Oxygen may be the clue to first appearance of large animals, says Queen's prof

The sudden appearance of large animal fossils more than 500 million years ago - a problem that perplexed even Charles Darwin and is commonly known as "Darwin's Dilemma" - may be due to a huge increase of oxygen in the world's oceans, says Queen's paleontologist Guy Narbonne, an expert in the early evolution of animals and their ecosystems.

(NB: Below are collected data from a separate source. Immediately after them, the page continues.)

PR #4116, opened 2023-08-24
fix: upgrade to react native 0.71 (notifications)

kathaypacific:
### Description

Android API level 33+ now requires the [push notification permission](https://developer.android.com/develop/ui/views/notifications/notification-permission#declare). By default, it is not allowed for an app to send notifications to an app. This PR adds some code to manually track if we have requested permissions.

I struggled to make Clevertap push notifications work, so I upgraded the clevertap sdk which seems to have fixed the problem. There were [breaking changes](https://developer.clevertap.com/docs/android-push#android-13-changes) with Android 13. I didn't spend too long to investigate what was causing issues with the old sdk, since we want to update dependencies anyway.

### Test plan

End to end tests Android
- can receive push notifications from Clevertap ✅ ([dashboard](https://us1.dashboard.clevertap.com/46W-4W9-4K6Z/campaigns/campaign/1692888205/report/stats/trend))
- can receive "payment received" notification ✅

End to end tests iOS
- can receive push notifications from Clevertap  🟡 (I haven't been able to test this, i think it is because of a mismatched APNS token between what Clevertap has configured and my local - i get the same APNS error on the main branch too, last time i worked on this i tested using the nightly build. i'm fairly confident that there should be no related changes in the RN upgrade that would affect this integration, so i would like to save time and test this after it is merged rather than getting my local env to work. clevertap is a bit of a black box and it is not easy to debug the cause of this APNS issue)
- can receive "payment received" notification  ✅

### Related issues

- Fixes RET-792

### Backwards compatibility

Y


dievazqu (approved):
LGTM!

jophish (approved):
:tada:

In 2002, Dr. Narbonne and his research team found the world's oldest complex life forms between layers of sandstone on the southeastern coast of Newfoundland. This pushed back the age of Earth's earliest known complex life to more than 575 million years ago, soon after the melting of the massive "snowball" glaciers. New findings reported today shed light on why, after three billion years of mostly single-celled evolution, these large animals suddenly appeared in the fossil record.

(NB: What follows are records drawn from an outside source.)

PR #4118, opened 2023-08-24
chore(wallet): Add viem wallet

jh2oman:
#### KeychainLock
* Manages locking/unlocking/updating password for multiple accounts
* Singleton

#### KeychainSigner
* Doesn't have actually much to do with the Keychain anymore since that functionality got moved to KeychainLock, may rename this to `LockableSigner`

#### KeychainWallet
* Small changes to use KeychainLock instead of KeychainSigner to manage locks

#### getLockableViemWallet
* uses the KeychainLock to block any WalletActions (currently just writeContract) if the account is locked

### Test plan

I've manually tested creating a new account, importing an existing account, changing pincode.

### Related issues

https://linear.app/valora/issue/ACT-882/switch-to-viem


src/utils/formatting.ts
```diff
@@ -11,16 +11,19 @@ export const getMoneyDisplayValue = (
   includeSymbol: boolean = false,
   roundingTolerance: number = 1
 ): string => {
+  const bigValue = new BigNumber(value)
   const decimals = CURRENCIES[currency].displayDecimals
   const symbol = CURRENCIES[currency].symbol
   // For stable currencies, if the value is lower than 0.01 we show an extra decimal point.
   // If the value is lower than 0.001, we just show <$0.001.
   const minValueToShow = Math.pow(10, -decimals - (currency === Currency.Celo ? 0 : 1))
-  if (value > 0 && value < minValueToShow) {
```
jh2oman, line 19: This code was comparing BigNumber.Value and number directly which is not allowed in the new typescript version

src/web3/KeychainSigner.ts
```diff
@@ -229,37 +59,8 @@ export class KeychainSigner implements Signer {
...
-   * @param newPassphrase - the new passphrase to use with the account
-   * @returns whether the update was successful
-   */
-  async updatePassphrase(oldPassphrase: string, newPassphrase: string) {
-    const privateKey = await getStoredPrivateKey(this.account, oldPassphrase)
-    if (!privateKey) {
-      return false
-    }
-    await storePrivateKey(privateKey, this.account, newPassphrase)
+    this.signer = new LocalSigner(privateKey)
```
jh2oman, line 62: still has the functionality of the new signer getting created on every unlock (not sure if thats actually needed)

src/web3/KeychainLock.ts
```diff
@@ -0,0 +1,244 @@
...
+  }
+  return `${ACCOUNT_STORAGE_KEY_PREFIX}${account.createdAt.toISOString()}--${normalizeAddress(
+    account.address
+  )}`
+}
+
+async function encryptPrivateKey(privateKey: string, password: string) {
+  return CryptoJS.AES.encrypt(privateKey, password).toString()
+}
+
```
jh2oman, line 46: Completely copy/pasted. I thought it now made more sense in this file than KeychainSigner

src/web3/contracts.ts
```diff
@@ -109,6 +116,30 @@ async function waitForContractKit(tries: number) {
...
+  const keys = yield* call(generateKeysFromMnemonic, mnemonic)
+  const privateKey = keys.privateKey
+  if (!privateKey) {
+    throw new Error('Failed to convert mnemonic to hex')
+  }
+  const wallet = getLockableViemWallet(
+    keychainLock,
+    chain,
+    normalizeAddressWith0x(privateKey) as Address
+  )
```
satish-ravi, line 137: This means that a viem wallet instance is created only when we have a private key right? Would we ever need a wallet instance when the account is not unlocked?

src/viem/getLockableWallet.ts
```diff
@@ -0,0 +1,58 @@
...
+    }
+  }
+
+  return createWalletClient({
+    chain,
+    transport: http(),
+    account,
+  }).extend((client: Client): Actions => {
+    return {
+      writeContract: (args) => {
```
satish-ravi, line 50: this is a predefined method on the client which were are overriding and unlockAccount is a custom action we're adding right? Maybe add a comment about it?

src/web3/contracts.ts
```diff
@@ -109,6 +116,30 @@ async function waitForContractKit(tries: number) {
...
+export function* getViemWallet(chain: Chain) {
+  if (viemWallets.has(chain)) {
+    return viemWallets.get(chain) as ViemWallet
+  }
+  const walletAddress = yield* select(walletAddressSelector)
+  const mnemonic = yield* call(getStoredMnemonic, walletAddress)
+  if (!mnemonic) {
+    throw new Error('No mnemonic found')
+  }
+  const keys = yield* call(generateKeysFromMnemonic, mnemonic)
```
satish-ravi, line 128: do we have to do this every time or could we use the getStoredPrivateKey method in KeychainLock?

src/web3/contracts.ts
```diff
@@ -109,6 +116,30 @@ async function waitForContractKit(tries: number) {
   return contractKit
 }
 
+export function* getViemWallet(chain: Chain) {
+  if (viemWallets.has(chain)) {
+    return viemWallets.get(chain) as ViemWallet
+  }
+  const walletAddress = yield* select(walletAddressSelector)
+  const mnemonic = yield* call(getStoredMnemonic, walletAddress)
```
satish-ravi, line 124: this would require a PIN right? does it open the pin screen automatically?

src/viem/getLockableWallet.ts
```diff
@@ -0,0 +1,58 @@
...
+        checkLock()
+        return writeContract(client, args)
```
satish-ravi, line 52: this is a little different from the existing wallet right? where a Signer instance has access to the private key only when the account is unlocked, whereas here the wallet instance always includes the account with the pk, but write methods are gated with a pin request?

src/web3/KeychainSigner.ts
satish-ravi, line 62: nit: rename signer to localSigner? since this class is also named KeychainSigner

src/web3/KeychainLock.test.ts
```diff
@@ -0,0 +1,68 @@
...
+    })
+    await lock.unlock(mockAccount, 'password', 100)
+    expect(lock.isUnlocked(mockAccount)).toBe(true)
+  })
+  it('unlock returns false if the account has not been added', async () => {
+    expect(await lock.unlock(mockAccount, 'password', 100)).toBe(false)
+  })
+  it('unlock throws if has been added but private key is not in the keychain', async () => {
+    lock.addAccount({ address: mockAccount, createdAt: date })
+    await expect(async () => await lock.unlock(mockAccount, 'password', 100)).rejects.toThrow()
```
satish-ravi, line 66:
```suggestion
    await expect(lock.unlock(mockAccount, 'password', 100)).rejects.toThrow()
```

src/web3/contracts.ts
jh2oman: Correct.
I don't see anything in the import or create wallet flows that would require a wallet before its unlocked. 

The only other instance is when we load data from the Keychain. That is currently logic that lives in KeychainWallet and we will eventually have to de-couple from contractkit. When we do that de-coupling we shouldn't need an actual wallet before unlock, just some construct to track that a specific address has been loaded from Keychain.

src/web3/contracts.ts
jh2oman: we could go the list stored accounts route... thats probably cleaner!

jh2oman: You're right, it would be better to get from the keychain

src/web3/contracts.ts
jh2oman: yes it would, but refactoring to get the pin more directly

src/viem/getLockableWallet.ts
jh2oman: It is slightly different, but I believe the logic ends up being the same. 

One key is that in its current state the viem wallet doesn't even have signTransaction, signMessage, etc. functions. We'd need to add those alongside `writeContract` as another action. Essentially all wallet functionalities are 'Actions' in Viem https://viem.sh/docs/actions/wallet/introduction.html

src/web3/contracts.ts
```diff
@@ -109,6 +121,36 @@ async function waitForContractKit(tries: number) {
   return contractKit
 }
 
+// This code assumes that the account for walletAddress already exists in the Keychain
+// which is a responsibility currently handled by KeychainWallet
+export function* getViemWallet(chain: Chain) {
```
satish-ravi, line 126: can we add unit tests for this method?

src/web3/contracts.ts
```diff
@@ -109,6 +121,36 @@ async function waitForContractKit(tries: number) {
...
+  }
+  const password = yield* call(getPasswordSaga, walletAddress, false, true)
+  const privateKey = yield* call(getStoredPrivateKey, account, password)
+  if (!privateKey) {
+    throw new Error(`Private key not found for account ${walletAddress}`)
+  }
+  const wallet = getLockableViemWallet(
+    keychainLock,
+    chain,
+    normalizeAddressWith0x(privateKey) as Address
```
satish-ravi, line 147: Is the normalizeAddress required here? Seems like getStoredPrivateKey ensures this now with Jean's fix

src/web3/KeychainSigner.ts
```diff
@@ -239,58 +59,26 @@ export class KeychainSigner implements Signer {
...
 
-  /**
-   * Get the local signer. Throws if not unlocked.
-   */
-  protected get localSigner(): LocalSigner {
-    if (!this.isUnlocked()) {
-      this.unlockedLocalSigner = null
-    }
-    if (!this.unlockedLocalSigner) {
+  protected get unlockedLocalSigner(): LocalSigner {
```
satish-ravi, line 75: So we've flipped localSigner and unlockedLocalSigner? And should we keep the existing functionality of setting the localSigner instance variable to null if not unlocked? 
Also can we add some unit tests for at least this and the unlock method?

src/viem/saga.ts
```diff
@@ -0,0 +1,34 @@
...
+import { tokenAmountInSmallestUnit } from 'src/tokens/saga'
+import Logger from 'src/utils/Logger'
+import { publicClient } from 'src/viem'
+import { getViemWallet } from 'src/web3/contracts'
+import networkConfig from 'src/web3/networkConfig'
+import { call } from 'typed-redux-saga'
+import { getAddress } from 'viem'
+
+// example usage
+export function* send(
```
cajubelt, line 12: I think it was a really good idea to write this function to confirm that the changes work as expected and lend themselves to a good interface and devX for upcoming work. should it have a todo for plugging it into a main flow and a link to the GH issue where that work is going to get done? just so it doesn't get forgotten about and become dead code

cajubelt:
```suggestion
export function* send( // todo(ACT-786): build on this when implementing viem version of sendAndMonitorTransaction
```
maybe this would suffice

src/web3/KeychainSigner.ts
jh2oman: I flipped back the name, the switch was leftover from a previous iteration. KeychainWallet covers these methods pretty well so I don't think they are necessary to test.

satish-ravi (approved):

src/web3/KeychainSigner.ts
```diff
@@ -235,41 +55,15 @@ export class KeychainSigner implements Signer {
...
-
-  /**
-   * Updates the passphrase of an account
-   * @param oldPassphrase - the passphrase currently associated with the account
-   * @param newPassphrase - the new passphrase to use with the account
-   * @returns whether the update was successful
-   */
-  async updatePassphrase(oldPassphrase: string, newPassphrase: string) {
-    const privateKey = await getStoredPrivateKey(this.account, oldPassphrase)
+    const privateKey = await getStoredPrivateKey(this.account, passphrase)
```
jophish, line 62: code golf:
```ts
if (!(unlocked && privateKey)) {
  return false
}
```

src/web3/KeychainLock.ts
```diff
@@ -0,0 +1,254 @@
...
+    {
+      // Timestamp in milliseconds when the keychain was last unlocked
+      unlockTime?: number
+      // Number of seconds that the keychain was last unlocked for
+      unlockDuration?: number
+      account: KeychainAccount
+    }
+  > = new Map()
+
+  addAccount(account: KeychainAccount) {
```
jophish, line 198: If `addAccount` is called multiple times for the same account address and the account was previously unlocked, this will (in effect) lock the account prematurely -- is this a possibility?

src/web3/KeychainLock.ts
```diff
@@ -0,0 +1,254 @@
...
+  isUnlocked(address: string): boolean {
+    if (!this.locks.has(address)) {
+      return false
+    }
+    const { unlockTime, unlockDuration } = this.locks.get(address)!
+    if (unlockDuration === undefined || unlockTime === undefined) {
+      return false
+    }
+
+    if (unlockDuration === 0) {
```
jophish, line 229: Is `unlockDuration === 0` meant to be a special value meaning "unlock indefinitely"? Is this used anywhere/should we allow callers to unlock a signer forever? (And if it is required, should it be documented?)

src/web3/KeychainWallet.ts
```diff
@@ -15,16 +16,24 @@ export class KeychainWallet extends RemoteWallet<KeychainSigner> implements Unlo
...
+  constructor(
+    protected importMnemonicAccount: ImportMnemonicAccount,
+    protected lock: KeychainLock
+  ) {
     super()
   }
 
+  /**
+   * This function does the very critical job of loading in accounts from the Keychain, for instance when the user restarts their app.
+   * TODO: decouple this logic from contractKit and move it into an wallet agnostic place like KeychainLock
```
jophish, line 28:
```suggestion
   * TODO: decouple this logic from contractKit and move it into a wallet agnostic place like KeychainLock
```

src/web3/contracts.ts
```diff
@@ -109,6 +120,32 @@ async function waitForContractKit(tries: number) {
   return contractKit
 }
 
+// This code assumes that the account for walletAddress already exists in the Keychain
+// which is a responsibility currently handled by KeychainWallet
+export function* getViemWallet(chain: Chain) {
```
jophish, line 125: `getViemWallet` appears to require the user's account to be unlocked if this is the first time the Viem wallet is being fetched -- it doesn't appear that this is called during wallet initialization (will it eventually be?), so if there are places in the app that use the wallet but don't immediately require unlocked access, this will "greedily" request the user's PIN, right? I'm not immediately sure of places like that (maybe initializing FC SDKs?) and I imagine we'll eventually initialize Viem wallets along with our regular wallet (guaranteeing that the wallet is already unlocked), so perhaps this is a moot point.

jh2oman: Very good observation. Its correct that this component greedily unlocks. Satish and I were also thinking about places that the we need a wallet without unlocking and couldn't think of any. 

We also found a pretty easy path to decouple this in the future if we ever want to initialize the wallet without unlocking, so I decided to keep it this way for now and not over-engineer. We can always change it later if we cross that bridge

src/web3/KeychainLock.ts
jh2oman: Good point, i added it to the unlock function and this line

src/web3/KeychainLock.ts
jh2oman: It should be impossible from the KeychainSigner/Wallet side because they have checks before calling addAccount to see if the account is already in the keychain. I'll add a the same check here though to make sure that functionality is preserved.

src/web3/KeychainSigner.ts
jh2oman: not quite the same i think. If the account is locked, then i dont want to call the async `getStoredPrivateKey`

src/web3/KeychainLock.ts
jh2oman: Strike that, it seems it is already possible for this to be called twice, similarly it is possible for [addSigner](https://github.com/celo-org/celo-monorepo/blob/0dfd5730c19cb0b96cf05c7cff3e82d2f1f109cd/packages/sdk/wallets/wallet-base/src/wallet-base.ts#L59) to be called twice so I'm keeping the implementation as-is similar to that.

In a paper published on-line in Science Express, Dr. Narbonne's team argues that a huge increase in oxygen following the Gaskiers Glaciation 580 million years ago corresponds with the first appearance of large animal fossils on the Avalon Peninsula in Newfoundland.

Now for the first time, geochemical studies have determined the oxygen levels in the world's oceans at the time these sediments accumulated in Avalon. "Our studies show that the oldest sediments on the Avalon Peninsula, which completely lack animal fossils, were deposited during a time when there was little or no free oxygen in the world's oceans," says Dr. Narbonne. "Immediately after this ice age there is evidence for a huge increase in atmospheric oxygento at least 15 per cent of modern levels, and these sediments also contain evidence of the oldest
large animal fossils."

Also on the research team are Don Canfield (University of Southern Denmark) and Simon Poulton (Newcastle University, U.K.). Geochemical studies by Drs. Canfield and Poulton included measurements of iron speciation and sulphur isotopes to determine the oxygen levels in the world's oceans at the time these sediments accumulated in Avalon.

The close connection between the first appearance of oxygenated conditions in the world's oceans and the first appearance of large animal fossils confirms the importance of oxygen as a trigger for the early evolution of animals, the researchers say. They hypothesize that melting glaciers increased the amount of nutrients in the ocean and led to a proliferation of single-celled organisms that liberated oxygen through photosynthesis. This began an evolutionary radiation that led to complex communities of filter-feeding animals, then mobile bilateral animals, and ultimately to the Cambrian "explosion" of skeletal animals 542 million years ago.